The end of winter has come and temperatures are rising, which means wheat growers in the Northern Plains are vigorously preparing for spring planting. If the strange yet abundant 2012 season is any indication, decisions made this time of year can have a significant impact down the road. Here are several factors for growers to consider as they get set to plant.
Winter woes, surging spring
The 2012 drought brought worries to many wheat growers around the U.S., and for good reason – throughout much of the country, particularly the Great Plains, the winter crop was in poor condition for the entire season. In the Northern Plains, however, it recovered quite well after a slow start.
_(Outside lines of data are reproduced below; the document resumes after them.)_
PR #502, opened 2020-01-17
Drop py27

jan-janssen:


jan-janssen:
It seems like Appveyor does not support Python 3.8 - at least not the miniconda version we are using for Python 3.7

jan-janssen:
The conda packages seem to be not sufficient for Python 3.8 - travis gets stuck in resolving the dependencies.

PR #1219, opened 2020-11-22
protect master branch

jan-janssen:


pmrv:
What does this do?

niklassiemer:
If I understand this correctly, merging a PR now deletes the corresponding branch automatically. This is to ensure that the master branch is always excluded and that closed PR are not deleted.

PR #1220, opened 2020-11-22
Cluster neighbors

samwaseda:
@pmrv and I were nearly coming to the conclusion that `DBSCAN` is a better method for the clustering of neighbor shells, but then I realized that it doesn't work reliably when the number of atoms is very small, so in the end I used `AgglomerativeClustering`.


samwaseda:
To merge after [analyse](https://github.com/pyiron/pyiron/pull/1211) (because I'd like to put `get_average_of_unique_labels` in `analyse.py`)

pyiron/atomistics/structure/neighbors.py
```diff
@@ -21,6 +21,27 @@
 
 s = Settings()
 
+def get_average_of_unique_labels(labels, values):
```
pmrv, line 24: I find this version

```python
return np.array([ values[ labels == s ].mean(axis = 0)
                                  for s in np.unique(labels) ])
```

much clearer, but it does construct a mostly empty index array for every label that your version avoids with the sparse matrix.  I did some mini-benchmarks and the sparse version is faster above ~10,000 values, but only by ~10% (or <1µs per value).  

No hard feelings either way, if you want to keep this version that's also fine by me.

pyiron/atomistics/structure/neighbors.py
```diff
@@ -695,7 +716,9 @@ def find_neighbors_by_vector(self, vector, deviation=False):
             return indices[np.arange(len(dist)), np.argmin(dist, axis=-1)], np.min(dist, axis=-1)
         return indices[np.arange(len(dist)), np.argmin(dist, axis=-1)]
 
-    def cluster_by_vecs(self, bandwidth=None, n_jobs=None, max_iter=300):
+    def cluster_by_vecs(
+        self, distance_threshold=None, n_clusters=None, linkage='complete', affinity='euclidean'
+    ):
```
pmrv, line 721: Maybe we want to group the clustering specific arguments into a dictionary like scipy functions do sometimes [see here under options](https://docs.scipy.org/doc/scipy/reference/generated/scipy.optimize.minimize.html#scipy.optimize.minimize).  Not necessary if you're convinced that this clustering method will stay for a while.

pmrv: Do we ever want to change the metric though?

pyiron/atomistics/structure/neighbors.py
```diff
@@ -704,17 +727,40 @@ def cluster_by_vecs(self, bandwidth=None, n_jobs=None, max_iter=300):
...
+    def cluster_by_distances(
+        self,
+        distance_threshold=None,
+        n_clusters=None,
+        linkage='complete',
+        affinity='euclidean',
+        use_vecs=False,
+    ):
         """
         Method to group vectors which have similar values. This method should be used as a part of
```
pmrv, line 765: Shoul read "Method to group vectors which have similar *lengths*."

pmrv (approved):
Looks good to me, except for the small stuff I commented.

pmrv:
> To merge after [analyse](https://github.com/pyiron/pyiron/pull/1211) (because I'd like to put `get_average_of_unique_labels` in `analyse.py`)

If this is a user facing function I'd prefer a quick like
```
values.shape[0] == labels.shape[0]
```
to throw a clean error in case you pass weird stuff.

pyiron/atomistics/structure/neighbors.py
samwaseda: Oh, I agree that in things I'd show to other people I wouldn't do the same - I agree entirely with you that that's how it should be written in Notebooks.

On the other hand, as long as it's clear what the function does, and if it just does one single thing, I don't really mind having complex functions.

And here's the result of my speed comparison (beware of the log scales):

Unknown

After having seen this, I might still prefer the current implementation, also because we might find applications in other areas whenever we do clustering.

pyiron/atomistics/structure/neighbors.py
samwaseda: > Maybe we want to group the clustering specific arguments into a dictionary like scipy functions do sometimes [see here under options](https://docs.scipy.org/doc/scipy/reference/generated/scipy.optimize.minimize.html#scipy.optimize.minimize). Not necessary if you're convinced that this clustering method will stay for a while.

That's actually a really good idea. Probably the best is to use `AgglomerativeClustering` for systems with a small number of atoms and `DBSCAN` with larger systems. I don't know exactly what would be the best way though. Do you perhaps have a specific idea?

samwaseda: > Do we ever want to change the metric though?

One thing is by using the Manhattan norm (or L1 norm), you can potentially enhance the angular variation, although that's orientation dependent, so I wouldn't generalise my claim here. Another thing is, if for some reason the items are periodic, you might want to put a norm with periodicity, even though I saw that [it makes the algorithm extremely slow](https://stackoverflow.com/questions/32938494/dbscan-with-metric-only-in-scikit-learn). So, to answer your question: No, probably not, but it's not impossible that we see such a case.

samwaseda:
> > To merge after [analyse](https://github.com/pyiron/pyiron/pull/1211) (because I'd like to put `get_average_of_unique_labels` in `analyse.py`)
> 
> If this is a user facing function I'd prefer a quick like
> 
> ```
> values.shape[0] == labels.shape[0]
> ```
> 
> to throw a clean error in case you pass weird stuff.

Actually it's a bit like a feature that the shape doesn't matter a lot here. So for example you can have `(N, N)` for `labels.shape` and `(N^2, 3)` for `values.shape`. This was from my point of view necessary, because the shapes I got from the clustering algorithms were not quite the ones that I had expected.

pyiron/atomistics/structure/neighbors.py
samwaseda: P.S. I'm gladly overruled if you still want me to change it.

pyiron/atomistics/structure/neighbors.py
pmrv: Will open a separate PR for that.

samwaseda: I'm personally very much in favour of either user being able to switch between algorithms or pyiron automatically detecting which one is better. The one I implemented here is not much more than a mere replacement of `MeanShift` by `AgglomerativeClustering`.

pyiron/atomistics/structure/neighbors.py
pmrv: I agree, but playing around some more I found this version

```python
def get_average_of_unique_labels(labels, values):
    u, counts = np.unique(labels, return_counts = True)
    means = np.zeros( (len(u), *values.shape[1:]) )
    means[labels] += values
    #manually broadcast counts to have the same dimension as means
    means /= np.reshape(counts, (-1,) + (1,)*len(values.shape[1:]))
    return means
```

which is twice as fast than the sparse version.  Except for the reshaping, I find it quite readable too.

samwaseda: Here, I don't get the same results as the other ones..

pmrv: Mh, true. `means[labels] += values` doesn't actually do what I though it would, my bad.

pmrv: Turns out you have to use `np.add.at`, but it's way too slow.  I'm ok with the sparse implementation then, but I think the output should have the same shape as values you pass in.  Right now the returned means are flattened and that might not be what you expect when you pass in e.g. matrices or other multidimensional stuff.

samwaseda: Return values can have the shape of the labels, but since we don't consider multidimensional labels, I would say it makes the most sense if we flatten the array. One option I see here is to return an array of single elements, instead of returning a flattened array, when there's only one element in each component. I didn't consider this as a particularly important case, but do you want me to change this?

samwaseda:
I was about to change the status from Draft to Ready, but now I realized that the recent changes made it possible for the vectors+distances to have `np.inf`, so I have to make changes to the clustering algorithms too...

samwaseda:
The shells for `np.inf` are now -1. I hope this is acceptable.

tests/atomistics/structure/test_neighbors.py
```diff
@@ -223,6 +223,42 @@ def test_get_local_shells(self):
         self.assertTrue(np.array_equal(shells, neigh.get_local_shells(cluster_by_vecs=True)))
         self.assertFalse(np.array_equal(shells, neigh.get_local_shells()))
 
+    def test_get_global_shells_ragged(self):
+        structure = CrystalStructure(
+            elements='Al', lattice_constants=4, bravais_basis='fcc'
+        ).repeat(2)
+        del structure[0]
+        neigh = structure.get_neighbors(cutoff_radius=3.5, num_neighbors=None)
+        self.assertEqual(np.sum(neigh.get_global_shells()==-1), 12)
```
pmrv, line 232: Why should it be -1 for 12 neighbors? Shouldn't those be correctly classified?

pmrv (approved):
I'd like a bit more documentend intent in the tests, but generally looks good, feel free to merge it.

tests/atomistics/structure/test_neighbors.py
samwaseda: Oh that's probably an important point that should have been better documented in the docstring. -1 is the equivalent of `np.inf` for `distances`. So there are now three conventions that coexist:

- `np.inf` for `distances` and `vecs`
- `n_atoms+1` for `indices`
- -1 for `shells`

I hope we can live with these ones.

PR #1227, opened 2020-11-25
Interface Method: Small updates 

jan-janssen:


samwaseda:
If there's no unit test and no DocString, this module should not be in `pyiron` but in `pyiron_contrib`.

“Winter wheat went into the soil very dry. We were a little concerned at first," said Brian Jenks, Ph.D., North Dakota State University weed scientist. “But about mid- to late September, we started getting some precipitation and finally got some growth. In North Dakota, the crop looks generally favorable."
Generally, the dry weather ended up not severely damaging winter wheat. That said, some growers who planted early saw their winter wheat fail to survive upon emergence in the cold, dry weather. For these growers, wheat is a good option this spring, according to David Boehm,
cereals key account manager, Syngenta.
“A lot of the wheat that didn’t make it through the winter should be converted into the spring crop," Boehm said. “We could have a pretty strong rebound this year."
Growers might be looking to plant wheat early as many forecasters predict temperatures to warm up quicker than usual this spring. Before rushing out to plant, however, moisture levels also have to be taken into consideration.
“If you have early spring with high moisture, that’s a lot different than early spring with low moisture," Jenks said. “Adequate moisture will get the crop off to a better start and make the crop much more competitive with weeds."
Spreading risk with variety
Last year’s drought also impacted this spring’s seed selection decisions. Beyond the usual considerations – including yield, test weight, stability, disease tolerance and performance in university trials – growers are seeking ways to protect their crops from nature’s curveballs.
“Diversity is your friend," Boehm said. “Choosing to incorporate multiple seed varieties can help minimize the season’s inevitable unpredictability, which is why we are seeing growers diversify."
Some varieties – particularly those that mature early – better withstand drought but can have smaller yield potential. On the flip side, long-maturing varieties have higher yield potential but are more vulnerable to stress later in the season if it’s a dry year.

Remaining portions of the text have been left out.